Task to complete: Please tally the lines in the records that include the word "qtyCuExceedsCuHU" and answer with the bare number.
· · · · ·
PR #10735, opened 2021-03-02
Fix auto-collapsing of updated rows

siemiatj:
Related to #10715 

Also fixes eslint.


petrican (approved):
Lgtm. Regarding the linter: There are some warnings that we will need to fix from the linter (these popup after the last update of the eslint parser). Mentioned this in here such that we would consider it while we fix other issues.
Screenshot 2021-03-02 at 08 11 12

PR #10742, opened 2021-03-02
Gh10734 Manufacturing:  Issue/Receipt  improvements

metas-rc:
https://github.com/metasfresh/metasfresh/issues/10734

### DIFF
--- a/backend/de.metas.handlingunits.base/src/main/java/de/metas/handlingunits/allocation/transfer/HUTransformService.java
+++ b/backend/de.metas.handlingunits.base/src/main/java/de/metas/handlingunits/allocation/transfer/HUTransformService.java
@@ -70,6 +70,7 @@ import de.metas.quantity.Capacity;
 import de.metas.quantity.Quantity;
 import de.metas.quantity.StockQtyAndUOMQty;
 import de.metas.quantity.StockQtyAndUOMQtys;
+import de.metas.uom.UomId;
 import de.metas.util.Check;
 import de.metas.util.GuavaCollectors;
 import de.metas.util.Services;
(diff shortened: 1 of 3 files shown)


backend/de.metas.handlingunits.base/src/main/java/de/metas/handlingunits/allocation/transfer/HUTransformService.java
```diff
@@ -240,7 +241,14 @@ public Quantity getMaximumQtyCU(@NonNull final I_M_HU cu, @NonNull final I_C_UOM
...
 
-		if (qtyCuExceedsCuHU && huIsCU)
+		final IHUStorageFactory storageFactory = handlingUnitsBL.getStorageFactory();
+		final IHUStorage storage = storageFactory.getStorage(cuOrAggregateHU);
+
+		final I_C_UOM huUOM = storage.getC_UOMOrNull();
+		final UomId huUOMId = UomId.ofRepoId(huUOM == null ? -1 : huUOM.getC_UOM_ID());
+		final boolean isSameUOM = qtyCU.getUomId().equals(huUOMId);
+
+		if (qtyCuExceedsCuHU && huIsCU && isSameUOM)
```
metas-ts, line 251: shouldn't we instead see if we can convert?

metas-rc: If this condition is fulfilled, the source HU will be used as it is. Otherwise the HU is transformed and will fit the UOM of the qtyCU (parameter)  which is exactly what we want: to have all the HUs under the bom line in the same UOM as the bom line.

Issue #10746, opened 2021-03-02
Fix reloading list view on browser `back`


siemiatj:
### Is this a bug or feature request?

Bug

### What is the current behavior?

View doesn't refresh when `back` is clicked.

#### Which are the steps to reproduce?

Apply a filter and then use `back`

PR #10747, opened 2021-03-02
Fix back button

siemiatj:
Related to #10746


petrican (changes requested):
The code is indeed fixing the issue but there is a problem with the build. You have a failing test that is braking it. Pls fix this. Thanks

petrican (approved):
lgtm. Thanks

PR #10768, opened 2021-03-05
10757 token auth

petrican:
https://www.loom.com/share/0638e151837e41efa181a72dc84979e1

Adapt the MF app Frontend to allow also authentication with token

### DIFF
--- a/frontend/src/api/index.js
+++ b/frontend/src/api/index.js
@@ -30,6 +30,7 @@ import {
 import {
   loginRequest,
   localLoginRequest,
+  loginWithToken,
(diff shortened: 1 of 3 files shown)


siemiatj (approved):
Maybe we could use that in cypress tests ? Just generate a token before running the tests and then use that for the duration of the test session

petrican:
> Maybe we could use that in cypress tests ? Just generate a token before running the tests and then use that for the duration of the test session

Brilliant idea! But how can we programatically generate that token ? I think I will open a mf15 issue for that

PR #10772, opened 2021-03-05
improvements while checking code to prepare a concept:

metas-ts:
- ITaxBL now returns TaxId instead of int
- avoid NPE in MOrderLine


metas-ts (commented):
lgtm

Issue #10748, opened 2021-03-03
Improve and extend copy discount lines on product


cristinamghita:
### Is this a bug or feature request?
FR
### What is the expected or desired behavior?
* Copy only the discounts that do not exist. For the other update the values.
* Create a new process that will copy the discount using selected lines as target and source given as params

PR #10773, opened 2021-03-08
#10748 Improve and extend copy discount lines on product 

cristinamghita:
#10748 Improve and extend copy discount lines on product


metas-ts (approved):
I'm not really happy with adding even more BL to PricingConditionsRepository but i think at this point in this issue it's too late to use the issue for an overhaul.
So, fine with me. Let's try to think of it next time, when we make&review the concept for such an issue.

PR #10781, opened 2021-03-08
introduce app-Server API v1 and v2-pre

metas-ts:
Note: 
* v1 shall remain as it is
* v2-pre shall be renamed to v2 after having finished the changes that are breaking from v1's POV
* after that, v2 shall only be extended with non-breaking changes (i.e. not-mandatory extensions)


metas-ts (commented):
lgtm

Issue #10765, opened 2021-03-05
Invalid viewId: null on payment allocations


petrican:
### Is this a bug or feature request?
B
### What is the current behavior?
Invalid viewId: null on payment allocations requests
#### Which are the steps to reproduce?
Payment allocations
### What is the expected or desired behavior?
xhr should not fail and should have correct view in the path

PR #10787, opened 2021-03-09
Handle quickactions requests from websockets with modal correctly

siemiatj:
Related to #10765


petrican (commented):
Looks lgtm. Only one single issue: The target branch should be `scary_plum_uat`.

Issue #10801, opened 2021-03-12
Inline filter is broken


siemiatj:
### Is this a bug or feature request?

Bug

### What is the current behavior?

![Screenshot 2021-03-12 at 01 18 06](https://user-images.githubusercontent.com/513460/110881373-8d4f4600-82e0-11eb-8c92-ab9c218e8170.png)

PR #10802, opened 2021-03-12
Fix inline filters

siemiatj:
This is a fix for the release but I want to look deeper into that and check if we shouldn't add some more guards, as most of the time we assume everywhere there's only one active filter, or a filter has single parameter.

Related to #10801


petrican (approved):
lgtm. Thanks

PR #11499, opened 2021-07-14
make sure that also inoutLine-only ICs have a C_DocTypeInvoice_ID

metas-ts:


metas-ts (commented):
lgtm; also tested by Annamaria

PR #11505, opened 2021-07-15
div. Alberta Tweaks

metas-ts:
* document-API: 
  * query with the last document's updatedAt as opposed to createdAt
  * assume the document to be always PDF
* product-API: fix a bug in metasfresh


metas-ts (commented):
lgtm

Issue #11508, opened 2021-07-16
Implement ESR payment action - duplicate payment


cristinamghita:
### Is this a bug or feature request?
FR

PR #11511, opened 2021-07-16
#11508 Implement ESR payment action - duplicate payment

cristinamghita:
#11508 Implement ESR payment action - duplicate payment


backend/de.metas.payment.esr/src/main/java/de/metas/payment/esr/api/impl/ESRImportDAO.java
```diff
@@ -367,4 +379,27 @@ public I_ESR_ImportLine fetchLineForESRLineText(@NonNull final I_ESR_Import esrI
 				.collect(ImmutableSet.toImmutableSet());
 		return notReconciledESRImportIds;
 	}
+	
+	@Override
+	public Set<PaymentId> findExistentPaymentIds(@NonNull final I_ESR_ImportLine esrLine)
```
metas-ts, line 384: if the method will return max 1 id, i better to make it return Optional or `..OrNull`

metas-ts (approved):

PR #11532, opened 2021-07-21
Tell camel from metasfresh to open http-EP with particular auth-token

fp-ps:


backend/de.metas.externalsystem/src/main/java/de/metas/externalsystem/woocommerce/housekeeping/ExternalSystemWooCommerceHouseKeepingTask.java
```diff
@@ -0,0 +1,81 @@
...
+		if (processId == null)
+		{
+			Loggables.withLogger(logger, Level.DEBUG).addLog("Nothing to do!");
+			return;
+
+		}
+
+		final ImmutableList<ExternalSystemParentConfig> parentConfigList = externalSystemConfigDAO.getAllByType(ExternalSystemType.WOO);
+
+		parentConfigList.forEach((config -> ProcessInfo.builder()
```
metas-ts, line 73: please also do a `Loggables.withLogger(logger, Level.DEBUG).addLog("...");` for each for the woocommerce-config that you fire up

metas-ts (changes requested):

backend/de.metas.externalsystem/src/main/java/de/metas/externalsystem/woocommerce/housekeeping/ExternalSystemWooCommerceHouseKeepingTask.java
fp-ps: logger added

metas-ts (approved):

PR #11538, opened 2021-07-23
DB-Function for customizable DB-changes on DB-transfer

dm-ps:
refs: https://github.com/metasfresh/metasfresh/issues/11535


backend/de.metas.adempiere.adempiere/migration/src/main/sql/postgresql/ddl/functions/scramble_metasfresh.sql
```diff
@@ -1,7 +1,7 @@
 
 --## Function to scramble all metasfresh-tables
 
-CREATE OR REPLACE FUNCTION public.scramble_metasfresh(
+CREATE OR REPLACE FUNCTION ops.scramble_metasfresh(
```
metas-ts, line 4: Please add a folder `src/main/sql/postgresql/ddl/public` for and move the existing stuff to it.
Then add a folder `src/main/sql/postgresql/ddl/ops/functions` and move the scramble stuff for that.
(I.e. one folder per schema)

metas-ts (changes requested):

backend/de.metas.adempiere.adempiere/migration/src/main/sql/postgresql/ddl/functions/scramble_metasfresh.sql
dm-ps: done

metas-ts (approved):

Issue #10831, opened 2021-03-17
Update frontend vulnerable  packages


petrican:
### Is this a bug or feature request?
B
### What is the current behavior?
some packages are vulnerable
#### Which are the steps to reproduce?
npm install
### What is the expected or desired behavior?
no vuln packages at the end of running npm install

petrican:
Note -> https://github.com/metasfresh/metasfresh/pull/10844 

Immer upgrade breaks things and had to revert it. (breadcrumbs)

PR #11542, opened 2021-07-23
Update `react-tether` to React 17 compatible

siemiatj:
Related to #10831 #11554

### DIFF
--- a/frontend/package.json
+++ b/frontend/package.json
@@ -180,7 +180,7 @@
     "react-router": "5.2.0",
     "react-router-dom": "5.2.0",
     "react-tagsinput": "3.19.0",
-    "react-tether": "1.0.4",
+    "react-tether": "2.0.8",
     "react-transition-group": "4.4.1",
     "react-translate-component": "0.15.1",
     "redux": "4.1.0",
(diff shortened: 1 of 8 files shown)


petrican:
The build is failing

e2e/cypress/support/index.js
```diff
@@ -41,14 +42,28 @@ Cypress.on('window:alert', (text) => {
...
 
 before(function () {
-  const autoLogin = function () {
-    return cy.loginViaForm();
-  };
-  autoLogin().then((msg) => {
-    cy.log(msg);
+  cy.clearLocalStorageSnapshot();
+
+  cy.loginViaAPI().then(() => {
```
petrican, line 47: this loginViaAPI was causing tests to fail randomly. This is the reason I switched to loginViaForm. Have you tested this roughly (like running the entire e2e suite 4 times and don't have any test failed as a consequence of login) ?

petrican (changes requested):

e2e/cypress/support/index.js
siemiatj: I've tried loginViaForm and it's also flaky as it's always about how fast the test is running, how fast the API is responding and the timeouts we set. And API authentication is way more reliable than going through the form.

PR #11544, opened 2021-07-24
clean up the legacy MRP Product Info code #11543

metas-ts:
it's unused for years now, but still creates and processes async-workpackages to keep it all up to date


metas-ts (commented):
lgtm

PR #11564, opened 2021-07-30
Training cypress

petrican:
- Adds the component testing on top of our existing e2e structure
- Besides the `npm run cypress:open` which opens the e2e test runner you can now also 
- Start the test runner for Component Testing  with `npm run cypress:open-ct`
- Integration tests for the components can be written (they need to reside under `e2e\cypress\integration\components`) and the components will be rendered and tested in browser
- "Component Test Runner is separate from the Cypress End-to-End (E2E) Test Runner and they can be used either separately or together. They share the same driver, server, and commands. The primary difference is that with E2E you visit a webserver with cy.visit() and with component testing you mount your components directly with mount."
- Motivation why this was added
- 
Screenshot 2021-07-30 at 12 08 24
(more info on https://www.cypress.io/blog/2021/04/06/introducing-the-cypress-component-test-runner/)

How the test runner will look like:
Screenshot 2021-07-30 at 12 10 49


siemiatj (approved):

petrican:
I'll merge this after I do some more test runs within Jenkins

Issue #11571, opened 2021-08-03
Packages update August 2021


petrican:
### Is this a bug or feature request?
F
### What is the current behavior?
Some packages need to be updated
#### Which are the steps to reproduce?
package.json
### What is the expected or desired behavior?
Have packages updated, especially the vulnerable ones without any impact in the app

PR #11577, opened 2021-08-04
11571 pkg update aug

petrican:
- updates some deprecated packages but most importantly is it doing the transition to webpack 5
- can be tested locally with either `npm run start` or by doing a `npm run build-prod`
- also replaced the webpack-git-hash (5 years since it wasn't updated - and of course incompatible with webpack version 5
- will update some more packages in next iterations


siemiatj (approved):
Looks good !

metas-Kay:
related to https://github.com/metasfresh/metasfresh/issues/11571

Issue #11575, opened 2021-08-03
Remove all uses of immutable.js


siemiatj:
### Is this a bug or feature request?

Feature

PR #11584, opened 2021-08-05
Remove immutable.js completely

siemiatj:
Related to #11575

### DIFF
--- a/frontend/package.json
+++ b/frontend/package.json
@@ -144,7 +144,6 @@
     "history": "4.10.1",
     "immer": "9.0.1",
     "immutability-helper": "2.1.2",
-    "immutable": "4.0.0-rc.12",
     "intro.js": "2.9.3",
     "intro.js-react": "0.3.0",
     "lodash": "4.17.21",
--- a/frontend/src/__tests__/actions/WindowActions.test.js
+++ b/frontend/src/__tests__/actions/WindowActions.test.js
@@ -1,7 +1,6 @@
 import thunk from 'redux-thunk';
 import nock from 'nock';
 import configureStore from 'redux-mock-store';
-import { Set } from 'immutable';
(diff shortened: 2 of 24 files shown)


petrican (changes requested):
- please also remove the immutable from the package.json such that it won't be bundled anymore
- just a thought: Won't own implementation of List serve better to the purpose immutable.js initially provided instead of using just the array ? 
Overall looks good. Pls test this roughly by deploying a dev instance and running e2e/manual tests over it before merging. 
Thanks

update: (Didn't spot the ran e2e suite initially and the dev instance. After checking again this morning I saw a bunch failing so there still things to be fixed).

siemiatj:
>     * please also remove the immutable from the package.json such that it won't be bundled anymore
> 
>     * just a thought: Won't own implementation of List serve better to the purpose immutable.js initially provided instead of using just the array ?
>       Overall looks good. Pls test this roughly by deploying a dev instance and running e2e/manual tests over it before merging.
>       Thanks

I don't really think there's a need for that. It's hard to be quicker than the built-in objects, we don't mix types in arrays and use only simple operations. The motivation behind using immutable was to have an easier way of testing prev/next values for changes without a have `toString` or `JSON` operations. But now, since pretty much everything is in the store, we get the updates automatically only when they actually happened. In other places where for some reason immutable checks didn't work, we've had a fallback to using unique hashes. And it stayed that way for `state` stored values if needed.

> 
> update: (Didn't spot the ran e2e suite initially and the dev instance. After checking again this morning I saw a bunch failing so there still things to be fixed).

No idea what Jenkins broke with this dev instance, but it's fine now: https://jenkins.metasfresh.com/job/ops/job/run_e2e_tests/1367/

petrican:
lgtm. Merging it. Thanks

PR #11596, opened 2021-08-09
fix duplicate contracts

cp-ps:
refs: https://github.com/metasfresh/metasfresh/issues/11488

### DIFF
--- a/backend/de.metas.contracts/src/main/java/de/metas/contracts/impl/FlatrateBL.java
+++ b/backend/de.metas.contracts/src/main/java/de/metas/contracts/impl/FlatrateBL.java
@@ -25,8 +25,11 @@ package de.metas.contracts.impl;
 import ch.qos.logback.classic.Level;
 import de.metas.acct.api.IProductAcctDAO;
 import de.metas.bpartner.service.IBPartnerDAO;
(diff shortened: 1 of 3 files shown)


metas-ts (commented):
i don't really understand the fix...
particulary the cache-invalidation-request should not be neccesary.

does this fix prevent the problem? i didn't see any test docu.
Btw, also note that this should go to `blonde_monkey_uat`..we can CP it there as well, but in your  `blonde_monkey_uat` dev-instance you would las have existing data to dev-test with.

cp-ps:
@metas-ts I can document dev tests no problem... I don't really get why you're saying the `cache-invalidation-request` it's not necessary, basically the result of the method loading the `c_flatrate_term` records, i.e. `de.metas.contracts.impl.FlatrateDAO#retrieveTerms(java.util.Properties, de.metas.organization.OrgId, com.google.common.collect.ImmutableList<java.lang.Integer>, java.sql.Timestamp, int, int, int, java.lang.String)` is cached.. so any new contract gets ignored until the cache is refreshed

metas-ts:
@cp-ps right, i think i got it now :+1:

PR #11610, opened 2021-08-12
Frontend routing fixes

siemiatj:
Related to #11015


frontend/src/hooks/useAuth.js
```diff
@@ -47,24 +52,40 @@ function useProvideAuth() {
...
+        } else {
+          _logoutSuccess();
+        }
 
-      return Promise.resolve(resp.data);
-    });
+        return Promise.resolve(resp.data);
+      })
+      .catch((error) => {
+        if (error.response.status !== 500) {
```
petrican, line 68: What would happen if error is 500 ?

petrican (commented):
I have just a question regarding how we'll deal with 500 err. Other than that lgtm.

Issue #11809, opened 2021-10-04
Window content doesn't change when opening another window 


petrican:
### Is this a bug or feature request?
b
### What is the current behavior?
Changing location the content does not refresh
#### Which are the steps to reproduce?
Go to Dashboard -> Sales order then to BP (listing in table remains from sales order)

PR #11813, opened 2021-10-04
Fix navigation from the header menu

siemiatj:
Related to #11809


siemiatj:
Fixed the main issue. Working on the filters fix now so not ready for merge yet

PR #11815, opened 2021-10-05
material cockipt

cp-ps:
refs: https://github.com/metasfresh/metasfresh/issues/11814


metas-ts (commented):
going to integrate now, review&improve later

PR #11823, opened 2021-10-05
Fix known commission-bugs

fp-ps:


backend/de.metas.contracts/src/main/java/de/metas/contracts/commission/commissioninstance/services/hierarchy/CommissionHierarchyFactory.java
```diff
@@ -36,20 +36,36 @@
...
+ */
 @Service
 public class CommissionHierarchyFactory
 {
-	// very crude but simple implementation; expand and make more efficient as needed
-	public Hierarchy createFor(@NonNull final BPartnerId bPartnerId)
+	@NonNull
+	public Hierarchy createForCustomer(@NonNull final BPartnerId bPartnerId, @NonNull final BPartnerId salesRepId)
 	{
+		if (bPartnerId.equals(salesRepId))
```
metas-ts, line 48: not sure, this is just a hunch: why don't we recurse with the sales rep-id but directly return?

backend/de.metas.contracts/src/main/java/de/metas/contracts/commission/commissioninstance/services/hierarchy/CommissionHierarchyFactory.java
```diff
@@ -36,20 +36,36 @@
...
-/** Crates a hierarchy of BPartners by recursively following {@code C_BPartner.C_BPartner_SalesRep_ID} references. */
+/**
+ * Crates a hierarchy of BPartners by recursively following {@code C_BPartner.C_BPartner_SalesRep_ID} references.
+ */
 @Service
 public class CommissionHierarchyFactory
 {
-	// very crude but simple implementation; expand and make more efficient as needed
-	public Hierarchy createFor(@NonNull final BPartnerId bPartnerId)
+	@NonNull
```
metas-ts, line 45:
```suggestion
	// very crude but simple implementation; expand and make more efficient as needed
	@NonNull
```

sorry to say, but imho it's still crude :-) as we load one bpartner after the other, instead of finding ways to load them all at once

backend/de.metas.contracts/src/main/java/de/metas/contracts/commission/commissioninstance/services/hierarchy/CommissionHierarchyFactory.java
fp-ps: good point, I'll change the logic to support also this scenario. Did you got a change to look over the docu, I've addressed a question there.

metas-ts (approved):

Issue #11812, opened 2021-10-04
Implemented vendor attribute


cristinamghita:
### Is this a bug or feature request?
FR

PR #11830, opened 2021-10-07
#11812 Attribute vendor

cristinamghita:


cristinamghita:
@teosarca cleared all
· · · · ·
Written answer: 2